Commit ad8f739
[inductor] Decompose mm/addmm to pointwise mul when K==1 (#175825)
Summary:
When K == 1, matrix multiplication (M, 1) @ (1, N) is an outer product.
Instead of launching a full GEMM kernel, we decompose it into a broadcasted
pointwise multiply at the ATen decomposition level, which is more efficient
for this memory-bound case.
This is a reland of D94097622 with two fixes:
- Skip decomposition when M==1 or N==1 to avoid output strides
from the broadcast multiply not matching mm strides.

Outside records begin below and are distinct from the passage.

PR #498, opened 2024-04-02
Added authentication header to allow private/gated dataset use

bjoernpl:
Before, I would receive a `Failed to get '{repo_id}' dataset info.` error when attempting to load a gated dataset. Now, this uses the `HF_TOKEN` env variable.

Probably there's a more principled way that would use the `HF_TOKEN` saved in the `HF_HOME` directory after calling `huggingface-cli login` if the `HF_TOKEN` env variable is not set.

### DIFF
--- a/src/distilabel/cli/pipeline/utils.py
+++ b/src/distilabel/cli/pipeline/utils.py
@@ -12,9 +12,9 @@
 # See the License for the specific language governing permissions and
 # limitations under the License.
 
+import os
 from pathlib import Path
 from typing import TYPE_CHECKING, Any, Dict, List, Tuple
-import os
 
 import requests
 import yaml
--- a/src/distilabel/cli/pipeline/utils.py
+++ b/src/distilabel/cli/pipeline/utils.py
@@ -14,6 +14,7 @@
 
 from pathlib import Path
 from typing import TYPE_CHECKING, Any, Dict, List, Tuple
+import os
 
 import requests
 import yaml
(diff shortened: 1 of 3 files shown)


alvarobartt (approved):
Hi here! Thanks for the PR, LGTM! Only one nit, could you also add that to the `argilla` integration within `distilabel`? Mainly because Argilla can also be deployed in Spaces and we also need to provide the auth headers if it's behind a private Space 👍🏻 If you don't have time or prefer me to do it, just let me know, otherwise I'm happy to merge!

bjoernpl:
Sure, if you can point me to the places where this interaction happens, I can have a look.

alvarobartt:
Sure, it should be the following lines:

https://github.com/argilla-io/distilabel/blob/251e34c3c6f571feaa92cc7f38407295118850de/src/distilabel/steps/argilla/base.py#L79-L84 

And those should be included within the `rg.init` call as described in the Argilla documentation at https://docs.argilla.io/en/latest/getting_started/installation/deployments/huggingface-spaces.html#create-your-first-dataset

`rg.init(api_url="<ARGILLA_API_URL>", api_key="<ARGILLA_API_KEY>", extra_headers={"Authorization": f"Bearer {os.environ['HF_TOKEN']}"})`

And the URL looks like `https://alvarobartt-my-argilla.hf.space/datasets/`, so I think it's safe to say that if `self.base_url.__contains__("hf.space"): ...` then add the extra headers if the `HF_TOKEN` is provided 👍🏻

bjoernpl:
Maybe you can test if this works? Don't have the workflow for this set up yet.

- Remove `as_strided` stride fixup that was causing issues with Helion
(SympifyError on symbolic shapes).
The M==1/N==1 guard also applies to the existing CPU K==1 decomposition path.
**aten.mm** — TritonBench, K=1 shapes, median of 3 runs:
| Shape (M, N, K) | B200 base (us) | B200 test (us) | B200 Speedup | H100 base (us) | H100 test (us) | H100 Speedup |
|---|---|---|---|---|---|---|
| (100, 100, 1) | 12.3 | 11.3 | 1.09x | 9.76 | 8.64 | 1.13x |
| (150, 150, 1) | 12.3 | 11.2 | 1.10x | 9.82 | 8.70 | 1.13x |
| (200, 200, 1) | 12.3 | 11.3 | 1.09x | 9.95 | 8.80 | 1.13x |
| (256, 256, 1) | 12.3 | 11.3 | 1.09x | 9.76 | 8.70 | 1.12x |
| (512, 512, 1) | 12.3 | 11.2 | 1.10x | 9.92 | 8.80 | 1.13x |
| (1024, 1024, 1) | 14.3 | 13.2 | 1.09x | 11.39 | 9.44 | 1.21x |
| (2048, 2048, 1) | 20.5 | 15.3 | **1.34x** | 16.19 | 12.83 | **1.26x** |
| (4096, 4096, 1) | 35.8 | 26.8 | **1.33x** | 37.98 | 29.12 | **1.30x** |
| (8192, 8192, 1) | 96.3 | 68.6 | **1.40x** | 120.48 | 89.12 | **1.35x** |
| (16384, 16384, 1) | 329.8 | 234.5 | **1.41x** | 387.42 | 249.54 | **1.55x** |
| (4608, 20, 1) | 13.2 | 11.3 | 1.17x | 10.02 | 8.86 | 1.13x |
| (4608, 32, 1) | 13.2 | 11.3 | 1.17x | 9.95 | 8.86 | 1.12x |
| (4608, 128, 1) | 13.2 | 11.4 | 1.17x | 10.94 | 8.99 | 1.22x |
| (4608, 256, 1) | 14.3 | 13.2 | 1.09x | 12.22 | 9.50 | **1.29x** |
| (4608, 512, 1) | 17.4 | 13.3 | **1.31x** | 14.02 | 10.59 | **1.32x** |
| (4608, 1024, 1) | 20.5 | 15.3 | **1.34x** | 17.06 | 13.18 | **1.29x** |
| (1024, 4096, 1) | 20.5 | 15.3 | **1.34x** | 16.80 | 13.25 | **1.27x** |
| (4096, 1024, 1) | 20.5 | 15.3 | **1.34x** | 16.22 | 12.51 | **1.30x** |
Geomean speedup: B200 **1.21x**, H100 **1.22x**, 0 regressions.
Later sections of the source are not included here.